Many activities of the human body involve the contraction of muscles. For instance, movement of the limbs, breathing activity, etc. The most complex and vital muscular activity of the human body is that of the heart, which functions as a pump and which, by contracting at the required times and in the required manner, controls the flow of blood throughout the body.
The heart is composed of different parts, which contract differently and with different timing, in order to permit the aforementioned pumping activity. The contraction of the heart is controlled by electric stimuli, which are generated at the cellular level by chemical reaction. However, it is well known in the art to control such activity, i.e., the timing of the contraction of the cardiac muscle, by the action of externally applied electric stimuli, through the so-called “pace maker”.

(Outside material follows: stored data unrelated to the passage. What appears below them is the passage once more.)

PR #244, opened 2020-04-16
Make KojiCommandError report message and command

ehelms:


obal/data/module_utils/koji_wrapper.py
```diff
@@ -5,6 +5,10 @@
 
 class KojiCommandError(Exception):
     """Raised when Koji command fails"""
+    def __init__(self, message, command):
+        self.message = message
+        self.command = command
+        Exception.__init__(self, message)
```
ekohl, line 11:
```suggestion
        super(KojiCommandError, self).__init__(self, message)
```

ehelms: What's the difference between the two syntax?

ekohl: Your version explicitly calls the constructor from `Exception` while `super()` respects the class inheritance. In your case it doesn't matter that much, but is especially relevant in more complex inheritance. Note that in Python 3 it was simplified to just `super()`.

https://stackoverflow.com/questions/576169/understanding-python-super-with-init-methods has a longer version.

Now that I look at it more awake I think it should even be `super(KojiCommandError, self).__init__(message)`. Python 3 would be `super().__init__(message)`

PR #2734, opened 2025-11-18
fix: Add Prisma Postgres page to menu

arnauorriols:


lunadogbot (changes requested):
This adds an internal sidebar link to , but there is no  or matching directory in this repo. The existing Prisma Postgres material is currently part of , so this would introduce a broken navigation link. Please either point the sidebar item at an existing page/anchor or add the target page in the same PR.

PR #2829, opened 2026-01-13
fix: update sandbox apis

kt3k:
This PR updates the sandbox APIs which are recently updated in upstream.

Main changes
- File system related APIs are now available under `sandbox.fs` namespace
- `.createJsRuntime`, `.repl`, `.eval`, and `.deploy` are moved under `sandbox.deno` namespace
- `lifetime` option has been renamed to `timeout`

closes https://github.com/denoland/deployng/issues/2366

### DIFF
--- a/examples/sandboxes/timeout_control.md
+++ b/examples/sandboxes/timeout_control.md
@@ -37,5 +37,5 @@ await reconnected.kill();
 // At this point, the sandbox is no longer reconnectable
 ```
 
-> Need other lifetime modes? Contact
+> Need other timeout modes? Contact
 > <a href="mailto:deploy@deno.com">deploy@deno.com</a>.


sandboxes/expose_ssh.md
```diff
@@ -12,17 +12,17 @@ import { Sandbox } from "@deno/sandbox";
 
 await using sandbox = await Sandbox.create();
 
-const { hostname, username, privateKey } = await sandbox.exposeSsh();
```
kt3k: exposeSsh does not return a private key. The exposed sandbox can be accessed only using username and hostname

sandboxes/cli.md
```diff
@@ -46,7 +46,7 @@ deno sandbox create --lifetime 2m
 You can also create a sandbox with a custom memory limit:
 
 ```bash
-deno sandbox create --memory 2gb
```
kt3k: This should work soon, but currently there is a bug in backend and this errors. `2gib` works instead.

examples/sandboxes/lifetime_control.md
```diff
@@ -5,13 +5,13 @@ url: /examples/sandboxes_lifetime_control/
 layout: sandbox-example.tsx
```
magurotuna: We may want to update this too?

examples/sandboxes/lifetime_control.md
magurotuna:
```suggestion
// You can still forcibly terminate it before its timeout elapses
```

how about this?

sandboxes/cli.md
magurotuna: lifetime -> timeout

magurotuna: ditto

magurotuna: ditto

kt3k: I created an issue in `@deno/deploy` repo

magurotuna: oh ok that makes sense

PR #2841, opened 2026-01-15
remove old and out of date db tutorials, link to new deploy db instead

thisisjofrank:
None of these tutorials are in date or kept up to date, I think it is better that we remove them entirely to avoid confusion and just link to the new databases feature in deploy.


lunadogbot (changes requested):
Deletions are clean — no internal links to the removed pages, and the sidebar entry in `deploy/classic/_data.ts` is gone with them.

Concern is the redirect targets in `oldurls.json`: `dynamodb`, `firebase`, and arguably `neon-postgres` are being pointed at `/deploy/reference/databases/`, but that page documents Deno Deploy's managed database feature and explicitly says *"Currently, PostgreSQL and Deno KV are supported."* A user landing there from `/deploy/classic/dynamodb/` or `/deploy/classic/firebase/` won't find anything about their database. `/examples/tutorials/connecting_to_databases/` has real Firebase/MongoDB/SQLite content and would serve those entries better; the Postgres/Prisma entries are fine pointing where they do.

- nit: the `"Connecting to databases"` sidebar section in `_data.ts` now contains only Deno KV — worth renaming, or folding the KV entry into `"Deploy platform"`.

fibibot (changes requested):
The redirect map still sends removed third-party database pages to a target that does not cover those databases.

1. `oldurls.json` lines 151-153 map `/deploy/classic/faunadb/`, `/deploy/classic/dynamodb/`, and `/deploy/classic/firebase/` to `/deploy/reference/databases/`, but that page says `Currently, PostgreSQL and Deno KV are supported.` and lists only those engines. Readers following those old URLs will not find FaunaDB, DynamoDB, or Firebase guidance. Keep the existing FaunaDB examples redirect and send DynamoDB/Firebase to `/examples/connecting_to_databases_tutorial/`, or another page that actually covers them.

- nit: `deploy/classic/_data.ts` line 66 now has a `Connecting to databases` section with only Deno KV; fold it into `Deploy platform` or rename the section.

bartlomieju:
Closing this as overtaken by the broader Deno Deploy Classic sunset (#2979). The whole Classic section now carries a sunset banner and is scheduled for shutdown on July 20, 2026, so these five DB tutorials will be removed as part of that teardown rather than piecemeal here. The legacy banners added in #2979 also conflict with this branch. The redirect intent (point old DB tutorial URLs at the new Deploy database docs) is worth folding into the full Classic removal.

In a copending PCT patent application No. PCT/IL97/00012, filed Jan. 8, 1997, the specification of which is incorporated herein by reference, of which the inventors herein are also inventors, there is described a method and apparatus for modifying the force contraction of at least a portion of a heart chamber, which comprises applying a non-excitatory electric field, for a predetermined period of time, at a delay after activation.
In the aforesaid PCT patent application No. PCT/IL97/00012 and in another copending PCT/IL patent application of the same applicants herein, filed on the same day as the present application, entitled “Apparatus and Method for Controlling the Contractility of Muscles”, and identified as the specification of which is incorporated herein by reference, there is described a method and apparatus for decreasing the force contraction of at least a portion of a heart chamber, which comprises applying a non-excitatory electric field, for a predetermined period of time, at a delay after activation. The ability to reduce the contractility is of importance in a variety of situations, e.g., during surgery or as an aid in healing of hibernated areas of a heart after myocardial infarct.
The mechanical activity of excitable cells is directly connected to their electric activity. This is most evident in the activity of the heart, which has a relatively complex electric functioning which is responsible for pacing, contraction of various areas of the cardiac muscle, as well as to the organized consecutive or simultaneous contraction of various zones. Any disturbance in the electric function of the cells may severely affect, or even stop mechanical activities of the cell. Conduction problems are also related to a variety of congenital and acquired diseases. A detailed discussion of such phenomena can be found, e.g., in the book by Donald M. Bers, “Excitation-Contraction Coupling and Cardiac Contractile Force”, Kluwer Academic Publishers, Dordrecut, Boston, London, 1993.
Treatment of electrical cellular malfunctioning is mainly confined to systemic treatment, such as by drugs or, in some cases with heart diseases, a pace maker may be required. Localized treatment, such as local ablation, is also sometime attempted. However, there are several conditions that cannot be treated by localized treatment, unless the activity of the relevant muscle is totally blocked for a suitable period of time, in a reversible manner. One example of such a condition is ventricular fibrillation or ventricular tachycardia arrhythmias, which can be induced by abnormal activity localized in a susceptible area.
Another important tool in heart therapy is the use of defibrillators. Defibrillation is a process in which an electronic device helps reestablish normal contraction rhythms in a heart that is not functioning properly, by delivering an electric shock to the heart. Defibrillators can be external or internal (implanted or inserted). Typically, a defibrillator is designed to automatically detect episodes of bradycardia, ventricular tachycardia (VT), fast ventricular tachycardia (FVT), and ventricular fibrillation (VF). When an arrhythmia is detected, the device will deliver the programmed pacing, cardioversion or defibrillation therapy. The device typically has two electrodes which are implanted. The defibrillator, as said, stops arrhythmia by delivering an electric shock, which is a painful and harmful treatment, particularly if repeated often and, importantly, it is not a localized treatment, but rather it is applied to the whole cardiac muscle.
It has now been surprisingly found, and this is an object of the present invention, that it is possible to block the activity of a localized area of cells, such as a muscle (i.e., to carry out a “fencing”), in a reversible manner, and thus to block the cell's activity for a desired period of time.
It is an object of the invention to provide apparatus for carrying out the fencing of a desired tissue area having electric activity and thereby temporarily and reversibly blocking the activity of said area.
It is another object of the invention to provide a method for treating a patient suffering from a condition treatable by temporarily blocking the electric activity of a tissue.
It is yet another object of the invention to provide a method and apparatus useful in therapy, which can be exploited in treating a variety of conditions, such as epilepsy, arrhythmia, stooping ticks, and shockless defibrillation.
Other objects and advantages of the invention will become apparent as the description proceeds.